■ **Required work**:
Scan the material below and report how many lines include the string "already"; nothing else belongs in the reply.

#### Dataset extract ####

PR #943, opened 2020-01-21
Moved public headers to include/flang

DavidTruby:
This PR changes the folder structure to closer match that used by other LLVM projects. I have moved any headers that are used by files outside a particular "module" e.g. common, evaluate, semantics etc into include/flang/_module_. This includes any files that are transitively included. This avoids relative include paths other than "thing.h". 

This folder structure and the slightly altered include order that goes with it are detailed in https://llvm.org/docs/CodingStandards.html


tskeith:
I think the `IncludeCategories` in `.clang-format` need to be updated. The "../" includes were sorted in a particular place in the list of includes and that is where "flang/" includes should be located.

As it is, the "flang/" includes are sorted in with the include of files in the same directory.

include/flang/common/Fortran-features.h
```diff
@@ -9,9 +9,9 @@
 #ifndef FORTRAN_COMMON_FORTRAN_FEATURES_H_
 #define FORTRAN_COMMON_FORTRAN_FEATURES_H_
```
kiranchandramohan: Should these guards be also renamed to FLANG_COMMON?

include/flang/evaluate/call.h
```diff
@@ -11,10 +11,10 @@
...
 #include "common.h"
 #include "constant.h"
+#include "flang/common/indirection.h"
+#include "flang/common/reference.h"
 #include "formatting.h"
 #include "type.h"
-#include "../common/indirection.h"
-#include "../common/reference.h"
 #include "../parser/char-block.h"
 #include "../semantics/attr.h"
```
tskeith: Why are these still using "../"?

include/flang/common/format.h
```diff
@@ -9,8 +9,8 @@
 #ifndef FORTRAN_COMMON_FORMAT_H_
 #define FORTRAN_COMMON_FORMAT_H_
 
-#include "Fortran.h"
 #include "enum-set.h"
```
kiranchandramohan: flang/common/enum-set.h ?

tskeith:
I suppose the ridiculous comments at the start of each `.h` file that shows its path have to be updated to reflect their new location.

kiranchandramohan:
A few headers were used in both the same directory and the test directory. Should they be included?
./lib/evaluate/intrinsics-library-templates.h
./lib/evaluate/host.h
./runtime/transformational.h
./runtime/descriptor.h
./runtime/format.h

Also, the following one in runtime and modules
./runtime/magic-numbers.h

DavidTruby:
> A few headers were used in both the same directory and the test directory. Should they be included?
> ./lib/evaluate/intrinsics-library-templates.h
> ./lib/evaluate/host.h
> ./runtime/transformational.h
> ./runtime/descriptor.h
> ./runtime/format.h
I decided that headers only used by tests are not necessarily public, but I'm happy to revisit this if you think they should be.
> 
> Also, the following one in runtime and modules
> ./runtime/magic-numbers.h
This one looks like a mistake that I missed!

include/flang/evaluate/call.h
DavidTruby: I'll fix this mistake

include/flang/common/Fortran-features.h
DavidTruby: They should probably be changed to `LLVM_FLANG_COMMON_FORTRAN_FEATURES_H` to match clang, but I think that should be a separate PR with a separate discussion

include/flang/common/format.h
DavidTruby: it's in the same directory so it doesn't need changing necessarily. Happy to change them all to be absolute if you think that's better though

DavidTruby:
> I suppose the ridiculous comments at the start of each `.h` file that shows its path have to be updated to reflect their new location.

I've fixed this in the latest commit.

tskeith:
> I decided that headers only used by tests are not necessarily public, but I'm happy to revisit this if you think they should be.

I agree. Tests should be able to use non-public headers without having to make them public.

DavidTruby:
> The intended different between the namespace names Fortran and Flang (if it exists), is that Fortran deals with parsing and checking Fortran and Flang is an environment where that code operates, Flang being a compiler. You can imagine that Fortran might be used in a different tool that would have its own namespace and use Fortran, not Flang.

The intention with the include guards at least in the other LLVM projects is that they refer to the path of the header within the repository, rather than anything conceptual about the header itself. Hence my suggestion to change them to `LLVM_FLANG_COMMON_FORTRAN_FEATURES_H` to match the header guards in the other LLVM projects.

I think the discussion of this and a decision whether to change or not is outside the scope of this PR and should be tackled separately though.

klausler:
> > A few headers were used in both the same directory and the test directory. Should they be included?
> > ./lib/evaluate/intrinsics-library-templates.h
> > ./lib/evaluate/host.h
> > ./runtime/transformational.h
> > ./runtime/descriptor.h
> > ./runtime/format.h
> 
> I decided that headers only used by tests are not necessarily public, but I'm happy to revisit this if you think they should be.
> 
> > Also, the following one in runtime and modules
> > ./runtime/magic-numbers.h
> 
> This one looks like a mistake that I missed!

`magic-numbers.h` does not define an API and should not be publicized.  It exists so that some arbitrary constant values used in both Fortran and C++ source files can be defined in one place.

tskeith:
Is `include/` supposed to define the API between components of f18 or between f18 and clients outside of f18? Hopefully not the latter because most of these headers should not be part of that API.

DavidTruby:
It is meant to define both the api between "modules" within f18 (eg semantics and parser) and the api for external users. The coding guidelines don't seem to make a distinction between the two things. So headers should be in there if they are used outside the module that they are in.

klausler:
> It is meant to define both the api between "modules" within f18 (eg semantics and parser) and the api for external users. The coding guidelines don't seem to make a distinction between the two things. So headers should be in there if they are used outside the module that they are in.

Needlessly expanding the "surface area" of the public API is bad for both clients of that API and future maintainers of the implementation.

DavidTruby:
There's no implication that things in the public headers need to have a stable API, for example things in clang's public headers change all the time. 

I believe the rationale for the decision is more that if something from one module is used by another, that thing is likely going to be useful to tools that might want to sit between those two layers. And given that things being in the public header path doesn't imply that they have a stable API there's not really a reason not to expose things that might be useful.

klausler:
> There's no implication that things in the public headers need to have a stable API, for example things in clang's public headers change all the time.
> 
> I believe the rationale for the decision is more that if something from one module is used by another, that thing is likely going to be useful to tools that might want to sit between those two layers. And given that things being in the public header path doesn't imply that they have a stable API there's not really a reason not to expose things that might be useful.

If I modify an internal detail of an f18 component that you have published, and it breaks the build of some future in-tree component that will have been written with a dependence on that internal detail, then I have to also add concomitant changes to that in-tree component in order to pass the build bots, yes?

DavidTruby:
> If I modify an internal detail of an f18 component that you have published, and it breaks the build of some future in-tree component that will have been written with a dependence on that internal detail, then I have to also add concomitant changes to that in-tree component in order to pass the build bots, yes?

Ideally yes, in the same way that you would if your change broke another component of F18. The LLVM project is supposed to be a single project and repository, and that does of course have consequences for us merging into it. One of those consequences is that if we break other components of the project with a change we should fix that.

klausler:
> > If I modify an internal detail of an f18 component that you have published, and it breaks the build of some future in-tree component that will have been written with a dependence on that internal detail, then I have to also add concomitant changes to that in-tree component in order to pass the build bots, yes?
> 
> Ideally yes, in the same way that you would if your change broke another component of F18. The LLVM project is supposed to be a single project and repository, and that does of course have consequences for us merging into it. One of those consequences is that if we break other components of the project with a change we should fix that.

Then we should restrict the published APIs to reduce the risk of accidental in-tree dependence upon implementation details, yes?

DavidTruby:
> Then we should restrict the published APIs to reduce the risk of accidental in-tree dependence upon implementation details, yes?

There's already an in-tree dependence on all of the headers I've moved to the include directory. Any module-private headers I have left in the lib directory.

klausler:
> > Then we should restrict the published APIs to reduce the risk of accidental in-tree dependence upon implementation details, yes?
> 
> There's already an in-tree dependence on all of the headers I've moved to the include directory. Any module-private headers I have left in the lib directory.

I don't believe that we enjoy the same understanding of what should constitute a "module" from the perspective of code outside the f18 front-end.  We think of `lib/parser/parsing.h` and `lib/semantics/semantics.h` as the main APIs of the f18 front-end; specifically, the public interfaces of the classes `Parsing` and `Semantics`.

DavidTruby:
LLVM doesn't make a distinction between things being publicly accessible to other modules in the same subproject and things being publicly accessible in general, mostly due to the tooling case. Rather, the LLVM project doesn't make any guarantee of API stability between releases.

As an example, semantics/check-allocate.cc includes and uses a number of things from the parser and evaluate modules that it then uses to do its semantic checks. Lets imagine you wanted to write a semantic plugin that enforced some extra checks about allocations in your program; presumably you would need those things from parser and evaluate as well, since that's how the existing semantic checks are implemented. Therefore, those things should be public so that everyone can use them.

We could construct a stable API around each module and only expose that, however even in that case the other modules in F18 should use that and not non-public interfaces, if only to prove that the public interface is complete enough. I'm not sure how useful this would be anyway though given that the rest of the llvm project doesn't provide the same guarantee.

sscalpone:
There's an unwritten but implied assumption in llvm guidelines that a directory and module have a 1-to-1 mapping.  In f18, it may be the case that _semantics_ and _evaluate_ together form a single logical module but spread over two directories.  Perhaps the the include files that are shared only between these two directories should be consider private to those two modules and excluded from the top-level include directory.

jdoerfert:
> There's an unwritten but implied assumption in llvm guidelines that a directory and module have a 1-to-1 mapping. In f18, it may be the case that _semantics_ and _evaluate_ together form a single logical module but spread over two directories. Perhaps the the include files that are shared only between these two directories should be consider private to those two modules and excluded from the top-level include directory.

I think you can very well have "public' headers included from various potentially unrelated places. IMHO, "private" headers should be used rarely.

tskeith:
`unparse-with-symbols.h` still has an instance of `#include "../`...

DavidTruby:
The force pushes here are just rebases on master with no code changes, let me know if you want me to squash the other 3 commits before merge. Thanks!

tskeith:
> The force pushes here are just rebases on master with no code changes, let me know if you want me to squash the other 3 commits before merge.

I think they should be squashed. It doesn't add anything to the history to have them separate.

DavidTruby:
> > The force pushes here are just rebases on master with no code changes, let me know if you want me to squash the other 3 commits before merge.
> 
> I think they should be squashed. It doesn't add anything to the history to have them separate.

Done!

sscalpone:
@DavidTruby please fix the conflict & squash again.

DavidTruby:
@sscalpone this should be safe to merge now, thanks!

####

■ **Reply**:
2